Partner Self-Service
The "self-service" model can also be applied to the partner channel. High-tech manufacturers have been able to build tighter partner and retail channels, increasing revenues, brand preference and customer satisfaction through the development of such communities. Pioneer Electronics used the popular SharePoint tool to create a secure online dealer community that helped them increase dealer loyalty; expanded exposure within their marketplace; improved partner and customer satisfaction; and facilitated new business initiatives. Since January 2008, the number of registered dealers has almost tripled and the portal is now regularly used by about 75 percent of the Pioneer network.
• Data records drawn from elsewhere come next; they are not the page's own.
Issue #4460, opened 2019-02-27
[Violation] Added non-passive event listener to a scroll-blocking 'touchstart' event


gertcuykens:
chrome example: https://output.jsbin.com/fotedog

https://jsbin.com/fotedog/edit?html,output

probably related to https://github.com/material-components/material-components-web/issues/629

Not sure how to fix it

![image](https://user-images.githubusercontent.com/863731/53515281-e406d000-3ac9-11e9-955d-1f7572d0800c.png)

![image](https://user-images.githubusercontent.com/863731/53520192-5df08680-3ad5-11e9-865e-8cf7d67c0f65.png)

acdvorak:
Thanks for bringing this to our attention!

We'll need to update the component's default adapter implementation to pass `{passive: true}` as the third parameter to `addEventListener()` in [supported browsers](https://developer.mozilla.org/en-US/docs/Web/API/EventTarget/addEventListener):

https://github.com/material-components/material-components-web/blob/ad5743ae665d138c38a23ba36a3d2f63b5c388d5/packages/mdc-textfield/component.ts#L381-L390

It looks like a number of components listen to `touchstart` events: `ripple`, `select`, `slider`, `textfield`, and `tab-bar-scroller`. So we might want to extract the `applyPassive()` function from ripple util and move it to `mdc-dom`:

https://github.com/material-components/material-components-web/blob/2025c8b5eb9891ec3f159e2fde03f45d23f6bbed/packages/mdc-ripple/util.ts#L91-L109

moog16:
I'm no longer seeing this issue in our screenshot tests, unit tests, or in the jsbin provided. Is this something we should still fix?

gertcuykens:
When you refresh the page it still happens, why you need to refresh I don't know.

![image](https://user-images.githubusercontent.com/863731/57415935-5b5d8c00-71fe-11e9-9030-6035a8088eeb.png)

abhiomkar:
I'm able to reproduce this, the log level should be set to verbose.

moog16:
I see this with verbose as well.

PR #4747, opened 2019-05-21
fix: move applyPassive to dom package for use in text-field

moog16:
fixes https://github.com/material-components/material-components-web/issues/4460


packages/mdc-ripple/util.ts
```diff
@@ -86,30 +80,6 @@ export function supportsCssVariables(windowObj: Window, forceRefresh = false): b
   return supportsCssVars;
 }
 
-/**
- * Determine whether the current browser supports passive event listeners, and
- * if so, use them.
- */
-export function applyPassive(globalObj: Window = window, forceRefresh = false):
```
abhiomkar: Seems like only IE does not support `{passive: boolean}` option. Doesn't the browser just ignore this option if not supported. Not sure why we've introduced this check in first place. WDYT?

moog16: I looked into it - https://developers.google.com/web/tools/lighthouse/audits/passive-event-listeners

> However, in browsers that do not support passive event listeners, the third parameter is a boolean to indicate whether the event should bubble or capture. So, using the syntax above may cause unintended consequences.

I think we need to leave this in here if I understand correctly.

packages/mdc-dom/events.ts
```diff
@@ -0,0 +1,52 @@
...
+ * Stores result from applyPassive to avoid redundant processing to detect
+ * passive event listener support.
+ */
+let supportsPassive_: boolean | undefined;
+
+/**
+ * Determine whether the current browser supports passive event listeners, and
+ * if so, use them.
+ */
+export function applyPassive(globalObj: Window = window, forceRefresh = false):
```
abhiomkar: Can we also apply this for other component that attach touch events (including, TabScroller, Slider?)

moog16:
depends on https://github.com/material-components/material-components-web/pull/4824

PR #4750, opened 2019-05-22
chore(infrastructure): update lerna to latest 3.6.0

moog16:
continuation of https://github.com/material-components/material-components-web/pull/3328


packages/mdc-drawer/package-lock.json
```diff
@@ -1,8 +1,6 @@
 {
-  "name": "@material/drawer",
```
abhiomkar: Revert -lock changes.

moog16:
Yes - but this is reflected in https://github.com/material-components/material-components-web/pull/4751. I separated the PRs.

These are only a few of the ways that unstructured collaboration tools are providing a bridge between the world of unstructured interaction and structured processes. Unstructured data is a critical component and having such interaction should be a necessary and required decision-making tool. However, it needs to take place within a secure environment, rather than on public social networking sites like Facebook.
According to a recent study by Washington, D.C.-based KRC Research, 78% of business decision-makers and 85% of technology decision-makers at high-tech manufacturing firms reported using at least one non-secure public communications tool to collaborate with partners. What executives must realize is that they don't have to rely on public communications tools to collaborate within a social environment when those tools are already available within their existing solutions.
Unstructured collaboration and interaction is becoming a mission-critical application and needs to be viewed on-par with tier 1 applications such as ERP, PLM and CRM. To ensure the level of business agility necessary to compete in 2010 and beyond, high tech enterprises must adopt an unstructured collaboration platform and integrate it with the structured, transactional applications to ensure their competitiveness.
Drew Gude is Director, U.S. High Tech and Electronics Manufacturing Industry Solutions, Microsoft.